**What to work on:** Copy nothing from the entries below except the lines from the one containing "PR #1510, opened 2023-05-31" through the one containing "### Disclaimer", and copy those exactly.

(Dataset records)

◇ ◇ ◇ ◇

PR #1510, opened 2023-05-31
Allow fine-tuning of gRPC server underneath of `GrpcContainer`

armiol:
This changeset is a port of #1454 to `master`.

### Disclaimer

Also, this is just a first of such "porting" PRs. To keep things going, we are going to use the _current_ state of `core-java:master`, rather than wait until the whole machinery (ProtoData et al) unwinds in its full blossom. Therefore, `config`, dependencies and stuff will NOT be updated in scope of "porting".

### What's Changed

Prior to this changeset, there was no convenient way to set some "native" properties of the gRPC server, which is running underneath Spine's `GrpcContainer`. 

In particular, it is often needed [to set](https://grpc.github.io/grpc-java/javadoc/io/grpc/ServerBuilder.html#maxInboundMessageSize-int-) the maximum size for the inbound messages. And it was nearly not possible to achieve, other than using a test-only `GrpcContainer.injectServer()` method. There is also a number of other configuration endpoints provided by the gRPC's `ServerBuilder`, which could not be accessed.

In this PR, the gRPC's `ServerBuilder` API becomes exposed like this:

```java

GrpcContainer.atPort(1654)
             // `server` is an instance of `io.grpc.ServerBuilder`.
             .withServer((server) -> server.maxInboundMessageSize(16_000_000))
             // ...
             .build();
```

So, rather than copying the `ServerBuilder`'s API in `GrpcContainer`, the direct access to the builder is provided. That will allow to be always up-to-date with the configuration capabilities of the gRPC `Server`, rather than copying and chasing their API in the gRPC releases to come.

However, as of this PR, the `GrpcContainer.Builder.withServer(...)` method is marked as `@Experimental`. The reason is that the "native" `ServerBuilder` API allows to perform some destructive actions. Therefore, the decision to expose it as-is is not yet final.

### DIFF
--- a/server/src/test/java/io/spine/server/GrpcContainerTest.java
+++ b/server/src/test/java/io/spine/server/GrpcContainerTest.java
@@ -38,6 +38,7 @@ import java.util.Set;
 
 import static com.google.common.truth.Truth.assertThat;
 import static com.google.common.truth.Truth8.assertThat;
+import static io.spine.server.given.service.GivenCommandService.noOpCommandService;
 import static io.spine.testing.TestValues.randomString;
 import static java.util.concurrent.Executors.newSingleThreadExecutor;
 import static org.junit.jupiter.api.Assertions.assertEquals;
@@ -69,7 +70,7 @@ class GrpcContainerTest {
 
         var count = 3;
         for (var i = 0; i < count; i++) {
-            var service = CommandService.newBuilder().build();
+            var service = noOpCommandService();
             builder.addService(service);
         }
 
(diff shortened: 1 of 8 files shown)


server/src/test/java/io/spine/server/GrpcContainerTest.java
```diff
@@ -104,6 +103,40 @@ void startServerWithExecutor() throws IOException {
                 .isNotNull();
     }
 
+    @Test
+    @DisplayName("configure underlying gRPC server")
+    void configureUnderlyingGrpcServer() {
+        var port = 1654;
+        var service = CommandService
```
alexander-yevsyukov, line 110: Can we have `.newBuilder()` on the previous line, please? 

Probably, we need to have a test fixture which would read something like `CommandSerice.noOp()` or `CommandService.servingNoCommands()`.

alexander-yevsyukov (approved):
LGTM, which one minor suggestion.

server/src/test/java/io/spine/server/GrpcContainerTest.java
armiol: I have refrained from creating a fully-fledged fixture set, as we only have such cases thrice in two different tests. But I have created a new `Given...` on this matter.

◇ ◇ ◇ ◇

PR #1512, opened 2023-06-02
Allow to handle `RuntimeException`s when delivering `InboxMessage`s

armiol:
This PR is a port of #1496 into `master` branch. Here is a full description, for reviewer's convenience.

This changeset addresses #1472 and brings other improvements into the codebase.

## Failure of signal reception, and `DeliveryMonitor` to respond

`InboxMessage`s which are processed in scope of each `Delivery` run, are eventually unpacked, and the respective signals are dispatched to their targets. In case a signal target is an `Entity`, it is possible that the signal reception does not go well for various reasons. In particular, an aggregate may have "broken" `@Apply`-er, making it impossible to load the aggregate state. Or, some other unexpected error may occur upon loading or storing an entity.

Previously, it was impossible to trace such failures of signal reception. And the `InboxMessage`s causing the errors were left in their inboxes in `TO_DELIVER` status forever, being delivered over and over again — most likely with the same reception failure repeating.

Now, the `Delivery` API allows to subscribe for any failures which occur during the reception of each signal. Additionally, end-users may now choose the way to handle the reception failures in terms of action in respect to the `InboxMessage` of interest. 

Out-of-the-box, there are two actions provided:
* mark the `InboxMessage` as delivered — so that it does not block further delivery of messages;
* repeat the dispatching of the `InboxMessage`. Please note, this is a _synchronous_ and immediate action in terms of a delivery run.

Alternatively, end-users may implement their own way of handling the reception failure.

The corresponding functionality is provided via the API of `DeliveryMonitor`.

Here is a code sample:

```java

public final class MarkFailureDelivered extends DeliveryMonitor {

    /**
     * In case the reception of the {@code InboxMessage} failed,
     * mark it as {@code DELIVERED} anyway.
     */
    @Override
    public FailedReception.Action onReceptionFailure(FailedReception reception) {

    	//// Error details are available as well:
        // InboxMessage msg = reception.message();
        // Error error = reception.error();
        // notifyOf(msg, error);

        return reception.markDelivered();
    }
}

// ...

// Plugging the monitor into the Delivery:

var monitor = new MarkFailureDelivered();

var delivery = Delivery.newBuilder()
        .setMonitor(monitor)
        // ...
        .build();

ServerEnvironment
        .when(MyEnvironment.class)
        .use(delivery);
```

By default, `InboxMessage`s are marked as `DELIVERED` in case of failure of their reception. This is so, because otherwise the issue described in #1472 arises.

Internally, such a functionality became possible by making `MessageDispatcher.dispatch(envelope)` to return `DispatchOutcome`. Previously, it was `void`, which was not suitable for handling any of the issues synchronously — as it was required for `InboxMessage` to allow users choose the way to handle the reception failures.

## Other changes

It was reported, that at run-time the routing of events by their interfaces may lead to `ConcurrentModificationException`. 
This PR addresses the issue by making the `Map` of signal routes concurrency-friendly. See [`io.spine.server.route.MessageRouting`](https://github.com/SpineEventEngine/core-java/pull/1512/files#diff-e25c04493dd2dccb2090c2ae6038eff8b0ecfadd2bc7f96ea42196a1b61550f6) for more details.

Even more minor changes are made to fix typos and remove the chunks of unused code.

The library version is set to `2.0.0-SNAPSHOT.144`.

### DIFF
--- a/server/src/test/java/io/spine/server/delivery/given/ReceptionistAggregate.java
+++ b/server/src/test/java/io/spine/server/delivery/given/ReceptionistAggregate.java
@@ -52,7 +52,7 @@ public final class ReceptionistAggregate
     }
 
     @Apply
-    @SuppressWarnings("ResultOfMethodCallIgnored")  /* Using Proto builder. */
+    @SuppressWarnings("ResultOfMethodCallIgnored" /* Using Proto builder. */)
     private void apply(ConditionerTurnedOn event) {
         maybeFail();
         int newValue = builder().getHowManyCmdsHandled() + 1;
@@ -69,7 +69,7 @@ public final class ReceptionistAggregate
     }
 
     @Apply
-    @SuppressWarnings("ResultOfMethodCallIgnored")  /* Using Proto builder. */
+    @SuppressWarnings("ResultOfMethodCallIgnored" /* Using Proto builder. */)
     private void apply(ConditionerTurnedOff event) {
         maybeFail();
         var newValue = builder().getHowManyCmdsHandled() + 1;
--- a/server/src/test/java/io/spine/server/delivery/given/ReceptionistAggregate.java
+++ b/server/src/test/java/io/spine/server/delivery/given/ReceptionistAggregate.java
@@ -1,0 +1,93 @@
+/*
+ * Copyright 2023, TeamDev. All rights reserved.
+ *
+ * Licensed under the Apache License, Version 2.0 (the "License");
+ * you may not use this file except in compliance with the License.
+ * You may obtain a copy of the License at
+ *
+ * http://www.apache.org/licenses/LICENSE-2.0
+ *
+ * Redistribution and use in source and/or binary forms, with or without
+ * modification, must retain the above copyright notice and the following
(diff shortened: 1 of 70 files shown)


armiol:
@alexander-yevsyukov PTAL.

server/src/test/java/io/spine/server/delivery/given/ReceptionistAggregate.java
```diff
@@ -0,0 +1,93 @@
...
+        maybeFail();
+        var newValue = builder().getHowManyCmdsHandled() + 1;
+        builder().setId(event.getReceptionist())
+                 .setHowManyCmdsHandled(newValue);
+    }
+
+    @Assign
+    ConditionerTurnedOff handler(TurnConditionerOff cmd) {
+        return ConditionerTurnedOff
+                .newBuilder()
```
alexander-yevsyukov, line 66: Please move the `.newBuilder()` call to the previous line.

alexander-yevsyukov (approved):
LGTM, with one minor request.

◇ ◇ ◇ ◇

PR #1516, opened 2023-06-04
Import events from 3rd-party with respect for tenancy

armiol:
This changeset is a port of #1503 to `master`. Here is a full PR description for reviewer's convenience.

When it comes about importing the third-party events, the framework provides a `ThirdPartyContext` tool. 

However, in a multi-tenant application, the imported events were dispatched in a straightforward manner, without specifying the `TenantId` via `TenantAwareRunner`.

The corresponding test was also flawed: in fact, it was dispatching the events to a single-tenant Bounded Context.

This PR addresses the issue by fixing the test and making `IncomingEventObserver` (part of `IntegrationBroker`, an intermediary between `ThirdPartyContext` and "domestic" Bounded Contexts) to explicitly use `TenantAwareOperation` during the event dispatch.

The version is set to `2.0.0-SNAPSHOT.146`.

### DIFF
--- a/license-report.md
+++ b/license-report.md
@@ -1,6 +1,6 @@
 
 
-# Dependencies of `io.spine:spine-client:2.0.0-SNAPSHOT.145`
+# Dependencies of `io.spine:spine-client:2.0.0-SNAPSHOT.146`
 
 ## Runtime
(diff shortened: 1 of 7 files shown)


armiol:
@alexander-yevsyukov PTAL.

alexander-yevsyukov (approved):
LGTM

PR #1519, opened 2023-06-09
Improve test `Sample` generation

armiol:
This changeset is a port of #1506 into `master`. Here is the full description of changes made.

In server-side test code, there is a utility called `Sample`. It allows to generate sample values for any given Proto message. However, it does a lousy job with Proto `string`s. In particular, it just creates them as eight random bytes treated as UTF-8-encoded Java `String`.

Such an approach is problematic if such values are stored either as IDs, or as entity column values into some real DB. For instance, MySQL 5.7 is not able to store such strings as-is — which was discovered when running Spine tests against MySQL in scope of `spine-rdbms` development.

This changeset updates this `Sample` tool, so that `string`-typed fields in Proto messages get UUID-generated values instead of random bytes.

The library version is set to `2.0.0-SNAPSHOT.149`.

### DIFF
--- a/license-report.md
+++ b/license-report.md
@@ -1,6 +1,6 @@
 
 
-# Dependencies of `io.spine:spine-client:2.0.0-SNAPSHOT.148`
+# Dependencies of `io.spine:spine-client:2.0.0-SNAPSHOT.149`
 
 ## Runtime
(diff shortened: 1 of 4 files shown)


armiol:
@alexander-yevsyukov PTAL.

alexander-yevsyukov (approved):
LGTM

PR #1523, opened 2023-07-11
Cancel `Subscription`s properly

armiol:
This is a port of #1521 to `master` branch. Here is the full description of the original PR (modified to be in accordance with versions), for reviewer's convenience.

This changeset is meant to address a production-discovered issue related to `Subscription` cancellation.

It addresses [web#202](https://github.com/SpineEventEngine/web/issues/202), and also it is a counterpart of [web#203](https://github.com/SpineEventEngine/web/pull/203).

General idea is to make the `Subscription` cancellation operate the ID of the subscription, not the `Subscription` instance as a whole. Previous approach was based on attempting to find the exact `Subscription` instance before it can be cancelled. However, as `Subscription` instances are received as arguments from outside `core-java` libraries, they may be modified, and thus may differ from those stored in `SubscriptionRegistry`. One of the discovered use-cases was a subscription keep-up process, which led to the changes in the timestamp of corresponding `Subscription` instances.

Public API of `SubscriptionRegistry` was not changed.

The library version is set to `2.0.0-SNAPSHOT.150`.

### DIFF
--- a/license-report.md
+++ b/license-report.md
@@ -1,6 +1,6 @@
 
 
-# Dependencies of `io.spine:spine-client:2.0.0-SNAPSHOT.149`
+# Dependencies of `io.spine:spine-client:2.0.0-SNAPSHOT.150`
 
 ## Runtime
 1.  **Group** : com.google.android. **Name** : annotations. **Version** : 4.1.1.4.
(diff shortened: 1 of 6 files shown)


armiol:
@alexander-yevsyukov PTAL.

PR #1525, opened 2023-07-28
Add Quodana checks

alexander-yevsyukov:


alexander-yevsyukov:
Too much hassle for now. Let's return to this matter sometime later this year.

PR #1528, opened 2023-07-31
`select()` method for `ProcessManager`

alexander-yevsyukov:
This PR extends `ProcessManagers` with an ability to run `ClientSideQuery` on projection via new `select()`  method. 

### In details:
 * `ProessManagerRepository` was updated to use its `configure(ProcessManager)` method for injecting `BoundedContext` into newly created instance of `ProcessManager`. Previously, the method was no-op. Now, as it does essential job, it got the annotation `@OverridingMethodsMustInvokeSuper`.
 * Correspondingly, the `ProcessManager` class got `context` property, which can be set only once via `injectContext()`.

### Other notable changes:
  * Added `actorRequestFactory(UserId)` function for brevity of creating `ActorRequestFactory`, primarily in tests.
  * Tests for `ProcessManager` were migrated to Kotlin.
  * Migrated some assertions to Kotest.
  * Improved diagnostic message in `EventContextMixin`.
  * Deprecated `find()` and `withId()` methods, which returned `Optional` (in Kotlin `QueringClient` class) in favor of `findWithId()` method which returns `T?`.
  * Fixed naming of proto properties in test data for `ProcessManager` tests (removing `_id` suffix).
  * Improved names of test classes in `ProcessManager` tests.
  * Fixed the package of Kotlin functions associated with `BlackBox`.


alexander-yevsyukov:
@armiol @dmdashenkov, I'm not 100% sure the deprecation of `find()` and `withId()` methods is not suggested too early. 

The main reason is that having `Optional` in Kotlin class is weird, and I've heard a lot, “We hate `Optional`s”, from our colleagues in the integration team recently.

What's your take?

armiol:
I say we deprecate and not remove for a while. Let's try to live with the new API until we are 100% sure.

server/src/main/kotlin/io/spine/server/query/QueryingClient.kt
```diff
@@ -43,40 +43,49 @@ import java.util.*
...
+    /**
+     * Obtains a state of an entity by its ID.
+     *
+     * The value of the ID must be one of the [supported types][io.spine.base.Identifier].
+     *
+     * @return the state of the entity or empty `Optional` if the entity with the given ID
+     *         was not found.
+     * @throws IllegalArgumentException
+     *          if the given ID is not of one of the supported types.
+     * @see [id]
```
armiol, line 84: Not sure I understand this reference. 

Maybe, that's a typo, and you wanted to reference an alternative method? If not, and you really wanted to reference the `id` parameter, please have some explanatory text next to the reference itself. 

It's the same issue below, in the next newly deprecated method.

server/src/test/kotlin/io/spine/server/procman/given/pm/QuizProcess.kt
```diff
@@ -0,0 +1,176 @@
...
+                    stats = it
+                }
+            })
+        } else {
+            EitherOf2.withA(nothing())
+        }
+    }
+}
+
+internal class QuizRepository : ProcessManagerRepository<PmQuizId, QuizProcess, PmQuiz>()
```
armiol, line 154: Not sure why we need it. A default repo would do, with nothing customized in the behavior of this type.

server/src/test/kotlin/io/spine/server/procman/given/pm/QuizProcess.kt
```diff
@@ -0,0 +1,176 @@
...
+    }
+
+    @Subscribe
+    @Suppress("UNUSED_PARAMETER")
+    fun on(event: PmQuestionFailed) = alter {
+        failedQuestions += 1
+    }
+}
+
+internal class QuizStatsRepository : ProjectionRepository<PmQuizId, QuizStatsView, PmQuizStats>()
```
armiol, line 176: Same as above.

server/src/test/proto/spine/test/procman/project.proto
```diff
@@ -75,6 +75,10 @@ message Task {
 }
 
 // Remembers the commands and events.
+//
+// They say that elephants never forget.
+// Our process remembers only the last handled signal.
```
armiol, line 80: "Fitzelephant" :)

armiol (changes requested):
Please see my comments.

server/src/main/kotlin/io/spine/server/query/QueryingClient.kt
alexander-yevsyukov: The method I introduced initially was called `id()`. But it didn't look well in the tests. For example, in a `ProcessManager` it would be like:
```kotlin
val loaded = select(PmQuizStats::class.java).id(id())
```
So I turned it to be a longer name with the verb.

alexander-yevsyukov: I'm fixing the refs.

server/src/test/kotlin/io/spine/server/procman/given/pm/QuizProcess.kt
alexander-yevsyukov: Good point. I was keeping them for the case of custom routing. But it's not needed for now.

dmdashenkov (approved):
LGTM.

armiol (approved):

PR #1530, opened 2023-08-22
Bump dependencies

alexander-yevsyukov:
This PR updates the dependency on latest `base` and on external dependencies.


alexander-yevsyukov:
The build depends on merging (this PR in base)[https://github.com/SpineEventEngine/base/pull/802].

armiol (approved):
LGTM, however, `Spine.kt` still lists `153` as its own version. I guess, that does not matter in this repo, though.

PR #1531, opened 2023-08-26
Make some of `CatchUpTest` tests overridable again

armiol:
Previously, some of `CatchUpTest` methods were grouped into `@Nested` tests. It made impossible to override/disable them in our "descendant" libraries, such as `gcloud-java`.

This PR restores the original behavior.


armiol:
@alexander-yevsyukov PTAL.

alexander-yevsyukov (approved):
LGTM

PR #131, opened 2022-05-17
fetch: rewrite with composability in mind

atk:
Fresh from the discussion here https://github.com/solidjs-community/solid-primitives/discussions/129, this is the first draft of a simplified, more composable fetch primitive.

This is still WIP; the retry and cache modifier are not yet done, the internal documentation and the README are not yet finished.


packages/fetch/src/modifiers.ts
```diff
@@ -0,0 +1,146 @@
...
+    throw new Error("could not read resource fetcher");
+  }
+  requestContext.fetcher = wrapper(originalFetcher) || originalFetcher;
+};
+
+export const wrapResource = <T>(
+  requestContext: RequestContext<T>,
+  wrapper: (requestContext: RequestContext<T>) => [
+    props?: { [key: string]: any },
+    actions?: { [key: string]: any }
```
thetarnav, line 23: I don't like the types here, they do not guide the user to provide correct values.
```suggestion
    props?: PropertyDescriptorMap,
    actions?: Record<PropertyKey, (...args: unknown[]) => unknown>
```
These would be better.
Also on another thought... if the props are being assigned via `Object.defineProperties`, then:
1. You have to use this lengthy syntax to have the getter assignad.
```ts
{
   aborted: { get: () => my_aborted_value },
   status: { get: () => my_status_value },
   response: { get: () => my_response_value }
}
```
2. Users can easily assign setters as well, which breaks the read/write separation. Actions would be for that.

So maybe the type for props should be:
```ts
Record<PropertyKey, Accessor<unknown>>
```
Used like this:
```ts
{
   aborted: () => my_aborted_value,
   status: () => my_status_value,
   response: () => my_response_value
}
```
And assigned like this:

◇ ◇ ◇ ◇

**Finished task:**
PR #1510, opened 2023-05-31
Allow fine-tuning of gRPC server underneath of `GrpcContainer`

armiol:
This changeset is a port of #1454 to `master`.

### Disclaimer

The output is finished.